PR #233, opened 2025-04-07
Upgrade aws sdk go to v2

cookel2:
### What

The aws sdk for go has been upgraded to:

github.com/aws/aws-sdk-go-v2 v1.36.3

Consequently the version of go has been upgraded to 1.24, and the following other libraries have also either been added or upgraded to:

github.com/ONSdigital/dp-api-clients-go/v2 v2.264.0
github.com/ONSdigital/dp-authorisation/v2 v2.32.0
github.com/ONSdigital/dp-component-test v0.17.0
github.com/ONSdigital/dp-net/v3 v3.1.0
·····
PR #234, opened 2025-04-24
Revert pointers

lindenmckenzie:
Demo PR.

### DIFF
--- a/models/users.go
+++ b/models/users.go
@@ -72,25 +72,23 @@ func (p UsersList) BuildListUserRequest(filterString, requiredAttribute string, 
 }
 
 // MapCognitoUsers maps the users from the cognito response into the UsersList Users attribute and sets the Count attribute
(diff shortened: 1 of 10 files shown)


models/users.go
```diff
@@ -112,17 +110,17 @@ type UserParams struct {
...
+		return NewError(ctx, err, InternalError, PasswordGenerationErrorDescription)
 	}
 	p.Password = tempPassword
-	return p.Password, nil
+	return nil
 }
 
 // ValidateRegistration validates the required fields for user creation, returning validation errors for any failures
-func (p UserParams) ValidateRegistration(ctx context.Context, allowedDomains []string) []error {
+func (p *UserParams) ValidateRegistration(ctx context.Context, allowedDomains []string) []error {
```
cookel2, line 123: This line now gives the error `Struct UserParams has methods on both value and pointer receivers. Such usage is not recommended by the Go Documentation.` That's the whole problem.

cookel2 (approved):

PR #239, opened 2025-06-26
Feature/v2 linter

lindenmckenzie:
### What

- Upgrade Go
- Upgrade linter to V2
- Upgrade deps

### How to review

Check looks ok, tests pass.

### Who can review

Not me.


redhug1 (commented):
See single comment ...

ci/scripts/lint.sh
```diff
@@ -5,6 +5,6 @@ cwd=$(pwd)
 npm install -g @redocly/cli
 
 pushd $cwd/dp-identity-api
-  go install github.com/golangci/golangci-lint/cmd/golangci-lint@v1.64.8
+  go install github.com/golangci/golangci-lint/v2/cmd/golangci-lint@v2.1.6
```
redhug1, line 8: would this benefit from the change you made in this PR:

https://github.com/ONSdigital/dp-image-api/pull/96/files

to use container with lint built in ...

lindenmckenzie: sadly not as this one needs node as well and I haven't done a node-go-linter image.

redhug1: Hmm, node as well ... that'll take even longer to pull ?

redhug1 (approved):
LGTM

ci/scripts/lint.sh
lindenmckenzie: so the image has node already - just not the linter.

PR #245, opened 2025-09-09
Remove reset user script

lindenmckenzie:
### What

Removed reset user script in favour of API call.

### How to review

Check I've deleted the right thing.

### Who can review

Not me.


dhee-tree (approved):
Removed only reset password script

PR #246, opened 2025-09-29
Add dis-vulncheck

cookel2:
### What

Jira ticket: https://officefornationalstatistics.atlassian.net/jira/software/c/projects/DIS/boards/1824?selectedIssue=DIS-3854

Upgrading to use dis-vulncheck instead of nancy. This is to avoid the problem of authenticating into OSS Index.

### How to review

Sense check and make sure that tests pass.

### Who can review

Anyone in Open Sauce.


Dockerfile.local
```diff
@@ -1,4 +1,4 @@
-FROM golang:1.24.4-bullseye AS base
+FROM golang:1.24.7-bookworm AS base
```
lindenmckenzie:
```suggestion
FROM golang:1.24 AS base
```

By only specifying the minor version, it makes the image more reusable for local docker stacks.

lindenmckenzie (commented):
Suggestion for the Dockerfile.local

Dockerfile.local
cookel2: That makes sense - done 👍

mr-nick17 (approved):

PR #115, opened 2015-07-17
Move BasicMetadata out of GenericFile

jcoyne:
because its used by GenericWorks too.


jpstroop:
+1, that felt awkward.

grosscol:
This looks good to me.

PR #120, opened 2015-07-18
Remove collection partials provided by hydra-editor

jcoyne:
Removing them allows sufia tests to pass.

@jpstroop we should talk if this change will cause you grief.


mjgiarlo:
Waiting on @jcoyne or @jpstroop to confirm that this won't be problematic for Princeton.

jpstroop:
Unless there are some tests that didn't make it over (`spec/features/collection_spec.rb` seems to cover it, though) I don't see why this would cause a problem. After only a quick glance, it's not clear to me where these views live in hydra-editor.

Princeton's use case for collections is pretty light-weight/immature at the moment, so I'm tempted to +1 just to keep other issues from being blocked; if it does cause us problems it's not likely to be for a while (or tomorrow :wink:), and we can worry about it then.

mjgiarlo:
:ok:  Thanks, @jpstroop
·····
In the data above, start at the line that has "Sense check and make sure that tests pass.", stop after the line that has "cookel2: That makes sense - done 👍", and print every line in between exactly as it stands.

Sense check and make sure that tests pass.

### Who can review

Anyone in Open Sauce.


Dockerfile.local
```diff
@@ -1,4 +1,4 @@
-FROM golang:1.24.4-bullseye AS base
+FROM golang:1.24.7-bookworm AS base
```
lindenmckenzie:
```suggestion
FROM golang:1.24 AS base
```

By only specifying the minor version, it makes the image more reusable for local docker stacks.

lindenmckenzie (commented):
Suggestion for the Dockerfile.local

Dockerfile.local
cookel2: That makes sense - done 👍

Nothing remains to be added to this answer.